The study, which enrolled 35 Japanese patients, evaluated the percent change from baseline in the 24-hour urine protein-to-creatinine ratio (UPCR) after 36 weeks of oral sparsentan treatment. Sparsentan was well-tolerated, with a safety profile consistent with global trials and no new safety signals in Japanese patients.
BT Slingsby, Chairman, CEO, and Co-Founder of Renalys, said: "In Japan, treatment options for IgAN remain limited, and unmet medical needs are extremely high. Sparsentan has already been approved in the United States and Europe, and from the perspective of addressing the drug lag, it is imperative that we deliver this therapy to Japanese patients who need it as soon as possible."
Ryutaro Shimazaki, Chief Development Officer of Renalys, added: "This Phase III study in Japan was able to be conducted as a small-scale bridging study following extensive discussions with the PMDA, enabling the use of data from large-scale overseas clinical trials."
"The study included both adult and pediatric patients aged 10 years and older, and strong reductions in proteinuria consistent with international trial results were observed across all age groups. We extend our deepest gratitude to the patients, investigators, and all those involved in conducting this study."

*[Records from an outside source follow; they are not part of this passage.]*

PR #362, opened 2020-06-18
enable open and exposed ports to be configured dynamically

mohit-sheth:


mohit-sheth:
@smalleni thanks for pointing it out

PR #364, opened 2020-06-23
Updated the antiaffinity rule to keep server/client pairs separate

dry923:
This keeps uperf server/client pairs on separate hosts if possible.This fixes issue 363.

### DIFF
--- a/roles/uperf/templates/workload.yml.j2
+++ b/roles/uperf/templates/workload.yml.j2
@@ -13,6 +13,7 @@ spec:
     metadata:
       labels:
         app: uperf-bench-client-{{ trunc_uuid }}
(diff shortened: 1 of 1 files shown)


bengland2:
So I've been using basically this PR (slightly different name: field) and its doing what I want.   The anti-affinity at the pair level rather than the node level is the key - I verified that this actually worked perfectly in a 100-pair uperf test, while servers and clients were spread almost evenly across hosts.   I wish servers and clients could be spread more evenly, wouldn't need so many of them then, but that's for another day, see[ this article that mentions controlling the skew in pod count across nodes](https://kubernetes.io/blog/2020/05/introducing-podtopologyspread/).

PR #368, opened 2020-07-06
support elasticsearch indexing with ssl

rsevilla87:
This a rebased version of #316

> 
> this commit is a follow up to the snafu commit
> cloud-bulldozer/snafu#169, to enable indexing to elasticsearch that
> is setup with ssl. also cleaned up elasticsearch related documents,
> and put them in a single new document to allow for easier readability.
> 
> TODO: update backpack to also support indexing to es with ssl.


mulbc:
In the client.yaml code:
```yaml
          - name: es_verify_cert
            value: "{{ elasticsearch.cert_verify | default("true") }}"
```

I think it would make sense to add a `|string` filter so that if someone does a 

```yaml
  elasticsearch:
   cert_verify: false
```

(without quotes) in the CR, it gets re-formatted to a string. Otherwise this will cause the benchmark to hang.

rsevilla87:
Snafu expectes

> In the client.yaml code:
> 
> ```yaml
>           - name: es_verify_cert
>             value: "{{ elasticsearch.cert_verify | default("true") }}"
> ```
> 
> I think it would make sense to add a `|string` filter so that if someone does a
> 
> ```yaml
>   elasticsearch:
>    cert_verify: false
> ```
> 
> (without quotes) in the CR, it gets re-formatted to a string. Otherwise this will cause the benchmark to hang.

Thanks for the suggestion. However, env vars are strings type. Snafu expects "true" or "false" strings, otherwise it would be ignored. https://github.com/cloud-bulldozer/snafu/blob/c5b14fc34a9df3dc147ffdf7b14df3f6b9490c3c/run_snafu.py#L68-L76

In addition K8S api implements this field as a string:

```
$ oc explain pod.spec.containers.env.value
KIND:     Pod
VERSION:  v1

FIELD:    value <string>
```

dry923:
@rsevilla87 cert_verify would need to be added to the ripsaw crd ripsaw/resources/crds/ripsaw_v1alpha1_ripsaw_crd.yaml to allow the new variable.

rsevilla87:
> @rsevilla87 cert_verify would need to be added to the ripsaw crd ripsaw/resources/crds/ripsaw_v1alpha1_ripsaw_crd.yaml to allow the new variable.

Done, I just copied the PR I didn't realize we were missing this.

PR #370, opened 2020-07-16
Allow passing of additional arguments to test.sh

dry923:
Allow passing of max concurrent (parallel), choice of tests, ES server and ES port to test.sh. Omitting the arguments sets them to defaults

Example to set max parallel to 1
```
# bash test.sh -p 1
```

Example to set max parallel to 2 and only run the hammerdb and fs-drift tests
```
# bash test.sh -p 2 -t 'tests/test_hammerdb.sh tests/test_fs_drift.sh'
```

Example to set ES server to foo and ES port to 90
```
# bash test.sh -s foo -x 90
```

This allows the user to still simulate all the work done in the CI environment while targeting specific tests. This will also enable us to potentially take tests as command line flags to /rerun when triggering a rerun of a PR.

### DIFF
--- a/test.sh
+++ b/test.sh
@@ -1,23 +1,39 @@
 #!/usr/bin/env bash
 set -x
 
+# The maximum number of concurrent tests to run at one time (0 for unlimited). This can be overriden with -p
+max_concurrent=3
+
+# Presetting test_choice to be blank. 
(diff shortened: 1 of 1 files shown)


jtaleric:
Will merge after CI wraps up..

Naoki Kashihara, President of the Japan Kidney Association, noted: "For rare kidney diseases such as IgAN, progress in developing effective therapies had long been limited. It is encouraging to see accelerated drug development in this field. Sparsentan has demonstrated strong proteinuria-lowering effects and a favorable safety profile, as shown in both large global clinical trials and this clinical study in Japanese patients."
"Furthermore, sparsentan is expected to have potential not only for rare kidney diseases such as FSGS and Alport syndrome but also more broadly for chronic kidney disease (CKD), which is one of the unique advantages of this therapy. Prior to this clinical study in Japanese patients, the Japanese Society of Nephrology used its large patient database to clarify the relationship between proteinuria and renal outcomes in Japanese patients with IgAN. We will continue working with related academic societies and contribute to evaluating appropriate clinical endpoints, including in international initiatives."
Sparsentan, an oral dual endothelin and angiotensin II receptor antagonist (DEARA) developed by Travere Therapeutics, is licensed exclusively to Renalys for development and commercialization in Japan and several other Asian territories.